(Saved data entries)

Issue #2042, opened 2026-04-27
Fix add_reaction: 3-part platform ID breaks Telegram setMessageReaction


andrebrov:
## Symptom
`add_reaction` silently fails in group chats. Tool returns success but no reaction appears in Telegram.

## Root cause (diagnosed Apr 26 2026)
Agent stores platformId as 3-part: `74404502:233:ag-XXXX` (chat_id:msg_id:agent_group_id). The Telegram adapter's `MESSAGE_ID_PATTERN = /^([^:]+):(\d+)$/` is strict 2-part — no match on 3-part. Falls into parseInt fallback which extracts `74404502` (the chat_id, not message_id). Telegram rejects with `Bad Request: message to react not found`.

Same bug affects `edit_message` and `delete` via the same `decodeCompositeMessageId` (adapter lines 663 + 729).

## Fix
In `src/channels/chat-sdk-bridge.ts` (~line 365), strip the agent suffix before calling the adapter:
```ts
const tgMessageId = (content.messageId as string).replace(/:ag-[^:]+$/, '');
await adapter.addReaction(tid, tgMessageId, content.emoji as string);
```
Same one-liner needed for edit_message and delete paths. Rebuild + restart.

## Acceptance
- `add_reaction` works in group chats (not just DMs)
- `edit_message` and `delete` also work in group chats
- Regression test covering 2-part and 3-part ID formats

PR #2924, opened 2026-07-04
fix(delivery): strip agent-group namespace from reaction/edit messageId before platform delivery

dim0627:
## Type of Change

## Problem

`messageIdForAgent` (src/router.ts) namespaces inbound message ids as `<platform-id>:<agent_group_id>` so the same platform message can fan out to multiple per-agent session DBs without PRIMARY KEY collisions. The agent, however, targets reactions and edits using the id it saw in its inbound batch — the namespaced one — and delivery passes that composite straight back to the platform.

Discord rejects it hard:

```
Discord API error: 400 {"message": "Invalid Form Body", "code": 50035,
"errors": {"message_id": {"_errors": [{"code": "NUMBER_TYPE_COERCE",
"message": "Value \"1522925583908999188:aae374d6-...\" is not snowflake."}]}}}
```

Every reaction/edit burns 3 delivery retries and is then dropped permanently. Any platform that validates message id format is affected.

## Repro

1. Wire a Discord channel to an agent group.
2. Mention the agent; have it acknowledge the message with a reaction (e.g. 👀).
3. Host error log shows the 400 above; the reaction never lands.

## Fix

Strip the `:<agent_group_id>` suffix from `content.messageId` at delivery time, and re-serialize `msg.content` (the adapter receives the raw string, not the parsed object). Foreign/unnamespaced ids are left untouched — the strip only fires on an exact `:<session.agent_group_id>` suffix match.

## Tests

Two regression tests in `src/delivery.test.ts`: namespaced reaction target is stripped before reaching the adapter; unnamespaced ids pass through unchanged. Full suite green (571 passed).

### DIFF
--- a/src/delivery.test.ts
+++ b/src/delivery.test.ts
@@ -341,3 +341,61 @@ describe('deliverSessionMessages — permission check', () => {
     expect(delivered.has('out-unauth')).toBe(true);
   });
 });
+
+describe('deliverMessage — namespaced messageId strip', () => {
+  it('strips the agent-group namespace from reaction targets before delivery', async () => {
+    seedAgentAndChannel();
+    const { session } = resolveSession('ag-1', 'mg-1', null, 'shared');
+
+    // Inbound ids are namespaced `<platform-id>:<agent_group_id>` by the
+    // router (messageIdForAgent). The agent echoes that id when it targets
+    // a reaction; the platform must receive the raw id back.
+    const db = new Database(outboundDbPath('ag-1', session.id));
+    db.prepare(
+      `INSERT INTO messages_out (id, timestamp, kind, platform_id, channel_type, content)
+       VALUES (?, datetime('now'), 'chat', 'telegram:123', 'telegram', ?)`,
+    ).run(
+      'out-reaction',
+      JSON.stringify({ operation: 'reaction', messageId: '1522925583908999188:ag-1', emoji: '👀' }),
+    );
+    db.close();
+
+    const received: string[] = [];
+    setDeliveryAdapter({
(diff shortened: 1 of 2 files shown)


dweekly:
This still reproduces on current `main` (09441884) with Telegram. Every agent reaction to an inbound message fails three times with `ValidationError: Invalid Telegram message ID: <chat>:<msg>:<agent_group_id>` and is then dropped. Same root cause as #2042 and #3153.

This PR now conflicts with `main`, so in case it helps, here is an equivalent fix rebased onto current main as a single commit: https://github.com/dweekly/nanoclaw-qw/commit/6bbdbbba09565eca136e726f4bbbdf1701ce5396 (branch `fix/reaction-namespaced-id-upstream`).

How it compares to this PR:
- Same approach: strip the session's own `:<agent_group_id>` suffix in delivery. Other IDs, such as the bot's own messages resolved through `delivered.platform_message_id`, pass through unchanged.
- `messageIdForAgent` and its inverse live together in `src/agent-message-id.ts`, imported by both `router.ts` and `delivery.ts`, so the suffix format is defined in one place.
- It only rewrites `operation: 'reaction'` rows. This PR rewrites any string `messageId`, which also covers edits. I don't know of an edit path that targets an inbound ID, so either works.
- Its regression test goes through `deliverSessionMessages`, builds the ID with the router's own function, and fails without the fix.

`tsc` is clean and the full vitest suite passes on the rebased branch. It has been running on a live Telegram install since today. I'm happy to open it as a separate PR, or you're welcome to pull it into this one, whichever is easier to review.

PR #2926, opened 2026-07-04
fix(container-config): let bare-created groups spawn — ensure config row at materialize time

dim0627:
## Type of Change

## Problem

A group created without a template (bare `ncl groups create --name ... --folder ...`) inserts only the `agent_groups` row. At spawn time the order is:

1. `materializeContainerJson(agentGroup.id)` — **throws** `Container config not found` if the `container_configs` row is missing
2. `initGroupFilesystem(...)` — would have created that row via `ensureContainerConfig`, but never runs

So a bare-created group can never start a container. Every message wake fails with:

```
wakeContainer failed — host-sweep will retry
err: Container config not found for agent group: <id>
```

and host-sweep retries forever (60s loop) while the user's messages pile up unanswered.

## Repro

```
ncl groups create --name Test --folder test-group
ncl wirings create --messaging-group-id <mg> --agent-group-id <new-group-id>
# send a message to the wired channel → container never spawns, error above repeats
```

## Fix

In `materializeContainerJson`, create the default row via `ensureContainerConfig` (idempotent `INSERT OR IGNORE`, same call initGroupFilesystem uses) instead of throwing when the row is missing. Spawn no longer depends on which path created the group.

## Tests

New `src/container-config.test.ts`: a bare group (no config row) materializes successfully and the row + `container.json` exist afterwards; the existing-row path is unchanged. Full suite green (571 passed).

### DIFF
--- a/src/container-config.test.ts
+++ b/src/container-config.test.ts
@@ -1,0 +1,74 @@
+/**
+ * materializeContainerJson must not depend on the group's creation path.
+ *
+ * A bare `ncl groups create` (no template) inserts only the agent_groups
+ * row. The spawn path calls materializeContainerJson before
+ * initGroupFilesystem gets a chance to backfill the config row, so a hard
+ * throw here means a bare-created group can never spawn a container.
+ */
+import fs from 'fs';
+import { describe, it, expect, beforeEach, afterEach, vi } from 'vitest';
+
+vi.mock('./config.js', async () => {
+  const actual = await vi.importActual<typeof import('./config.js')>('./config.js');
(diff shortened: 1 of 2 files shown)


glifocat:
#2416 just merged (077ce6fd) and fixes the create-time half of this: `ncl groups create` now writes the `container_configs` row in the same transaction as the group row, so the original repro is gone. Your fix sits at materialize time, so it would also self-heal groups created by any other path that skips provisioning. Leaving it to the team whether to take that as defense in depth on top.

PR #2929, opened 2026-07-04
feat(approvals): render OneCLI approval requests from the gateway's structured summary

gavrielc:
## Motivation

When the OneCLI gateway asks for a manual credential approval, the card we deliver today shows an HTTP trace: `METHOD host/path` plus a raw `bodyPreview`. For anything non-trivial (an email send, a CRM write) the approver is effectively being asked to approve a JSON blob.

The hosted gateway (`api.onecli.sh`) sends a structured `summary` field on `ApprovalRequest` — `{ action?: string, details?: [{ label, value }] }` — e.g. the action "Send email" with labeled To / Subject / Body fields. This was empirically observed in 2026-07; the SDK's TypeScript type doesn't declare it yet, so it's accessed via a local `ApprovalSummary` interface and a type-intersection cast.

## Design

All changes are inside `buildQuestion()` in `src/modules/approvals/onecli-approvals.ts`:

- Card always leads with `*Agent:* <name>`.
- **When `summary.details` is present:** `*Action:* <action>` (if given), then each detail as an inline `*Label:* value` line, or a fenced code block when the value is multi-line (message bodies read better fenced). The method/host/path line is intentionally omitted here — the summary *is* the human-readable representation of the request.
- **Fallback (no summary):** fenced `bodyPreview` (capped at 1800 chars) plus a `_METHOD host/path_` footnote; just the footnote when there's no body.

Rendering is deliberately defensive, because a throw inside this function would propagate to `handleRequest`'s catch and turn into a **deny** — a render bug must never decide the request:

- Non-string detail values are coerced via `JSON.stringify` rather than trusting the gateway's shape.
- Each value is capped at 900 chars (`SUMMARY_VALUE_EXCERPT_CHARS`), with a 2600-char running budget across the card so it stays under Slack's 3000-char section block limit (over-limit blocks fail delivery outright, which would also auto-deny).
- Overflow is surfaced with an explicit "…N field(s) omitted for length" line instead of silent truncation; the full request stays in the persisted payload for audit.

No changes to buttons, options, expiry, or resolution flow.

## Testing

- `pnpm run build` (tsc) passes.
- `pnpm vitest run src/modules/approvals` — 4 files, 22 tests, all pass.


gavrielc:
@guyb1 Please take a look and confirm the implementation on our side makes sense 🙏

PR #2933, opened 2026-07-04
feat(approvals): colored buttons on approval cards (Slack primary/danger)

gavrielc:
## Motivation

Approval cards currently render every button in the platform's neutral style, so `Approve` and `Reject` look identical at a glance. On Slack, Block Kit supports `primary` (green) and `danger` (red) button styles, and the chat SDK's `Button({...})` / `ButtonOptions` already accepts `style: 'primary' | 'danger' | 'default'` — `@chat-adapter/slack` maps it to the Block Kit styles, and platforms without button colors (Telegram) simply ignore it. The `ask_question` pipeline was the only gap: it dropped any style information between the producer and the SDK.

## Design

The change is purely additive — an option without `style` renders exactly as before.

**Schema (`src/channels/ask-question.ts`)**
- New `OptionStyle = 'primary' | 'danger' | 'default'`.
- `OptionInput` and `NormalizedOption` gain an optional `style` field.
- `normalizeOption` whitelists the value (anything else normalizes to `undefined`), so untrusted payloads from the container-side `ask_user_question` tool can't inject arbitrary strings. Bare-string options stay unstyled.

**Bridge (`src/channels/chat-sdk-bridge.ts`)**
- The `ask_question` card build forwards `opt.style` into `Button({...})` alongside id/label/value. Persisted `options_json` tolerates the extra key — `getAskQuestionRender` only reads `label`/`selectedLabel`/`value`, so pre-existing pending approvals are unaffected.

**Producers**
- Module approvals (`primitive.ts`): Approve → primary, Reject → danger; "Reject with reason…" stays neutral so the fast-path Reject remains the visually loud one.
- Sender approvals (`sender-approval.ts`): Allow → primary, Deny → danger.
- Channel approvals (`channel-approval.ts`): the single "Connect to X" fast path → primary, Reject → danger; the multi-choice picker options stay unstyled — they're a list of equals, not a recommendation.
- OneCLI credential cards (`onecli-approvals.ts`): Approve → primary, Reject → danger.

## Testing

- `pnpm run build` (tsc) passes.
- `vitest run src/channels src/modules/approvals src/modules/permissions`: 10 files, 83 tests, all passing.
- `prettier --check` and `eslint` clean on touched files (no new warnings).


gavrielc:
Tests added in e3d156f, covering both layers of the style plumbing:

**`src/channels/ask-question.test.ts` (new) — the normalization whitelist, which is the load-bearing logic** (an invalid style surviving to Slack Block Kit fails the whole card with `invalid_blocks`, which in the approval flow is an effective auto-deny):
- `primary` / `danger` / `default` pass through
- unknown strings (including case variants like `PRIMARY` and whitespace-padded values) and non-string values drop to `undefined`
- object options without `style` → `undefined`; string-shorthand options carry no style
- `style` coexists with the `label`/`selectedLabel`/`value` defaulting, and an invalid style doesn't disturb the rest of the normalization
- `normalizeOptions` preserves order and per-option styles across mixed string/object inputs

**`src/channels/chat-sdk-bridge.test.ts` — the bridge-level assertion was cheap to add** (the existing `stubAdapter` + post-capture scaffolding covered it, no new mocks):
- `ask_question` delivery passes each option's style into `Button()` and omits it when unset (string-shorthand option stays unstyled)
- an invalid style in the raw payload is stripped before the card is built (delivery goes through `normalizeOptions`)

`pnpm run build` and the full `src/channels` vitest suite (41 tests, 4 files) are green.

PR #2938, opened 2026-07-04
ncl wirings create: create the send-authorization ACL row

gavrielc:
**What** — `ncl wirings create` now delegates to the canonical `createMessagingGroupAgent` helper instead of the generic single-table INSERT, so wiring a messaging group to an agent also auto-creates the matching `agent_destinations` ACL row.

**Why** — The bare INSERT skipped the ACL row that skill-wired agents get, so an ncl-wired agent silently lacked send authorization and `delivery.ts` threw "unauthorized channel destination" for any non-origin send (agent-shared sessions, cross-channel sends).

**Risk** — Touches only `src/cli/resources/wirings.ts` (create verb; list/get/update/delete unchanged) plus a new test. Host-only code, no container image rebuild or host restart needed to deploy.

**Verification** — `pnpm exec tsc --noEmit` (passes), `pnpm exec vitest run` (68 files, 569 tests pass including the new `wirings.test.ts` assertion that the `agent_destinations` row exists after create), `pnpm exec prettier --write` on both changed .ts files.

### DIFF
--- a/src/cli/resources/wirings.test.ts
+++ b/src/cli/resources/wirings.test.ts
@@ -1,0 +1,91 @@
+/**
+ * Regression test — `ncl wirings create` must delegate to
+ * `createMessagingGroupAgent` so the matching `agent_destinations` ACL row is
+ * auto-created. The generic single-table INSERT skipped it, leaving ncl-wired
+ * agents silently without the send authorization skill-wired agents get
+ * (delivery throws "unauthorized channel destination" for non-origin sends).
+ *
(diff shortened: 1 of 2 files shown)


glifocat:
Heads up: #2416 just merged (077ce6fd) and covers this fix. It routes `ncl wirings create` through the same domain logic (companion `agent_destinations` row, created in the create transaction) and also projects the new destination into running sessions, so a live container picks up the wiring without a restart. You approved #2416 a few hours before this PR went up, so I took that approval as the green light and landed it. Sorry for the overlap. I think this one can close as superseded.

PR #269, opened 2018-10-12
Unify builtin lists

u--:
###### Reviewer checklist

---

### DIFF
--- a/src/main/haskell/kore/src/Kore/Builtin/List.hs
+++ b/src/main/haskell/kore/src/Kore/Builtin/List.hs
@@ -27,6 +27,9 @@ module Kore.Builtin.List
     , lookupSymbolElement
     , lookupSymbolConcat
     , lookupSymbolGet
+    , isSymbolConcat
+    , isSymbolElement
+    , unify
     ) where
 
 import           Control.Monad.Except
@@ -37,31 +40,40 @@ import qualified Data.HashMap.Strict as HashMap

--- Exercise ---
In the records above, each line with the string "inserts" should be copied.

--- Solution below ---
A group created without a template (bare `ncl groups create --name ... --folder ...`) inserts only the `agent_groups` row. At spawn time the order is:
+ * A bare `ncl groups create` (no template) inserts only the agent_groups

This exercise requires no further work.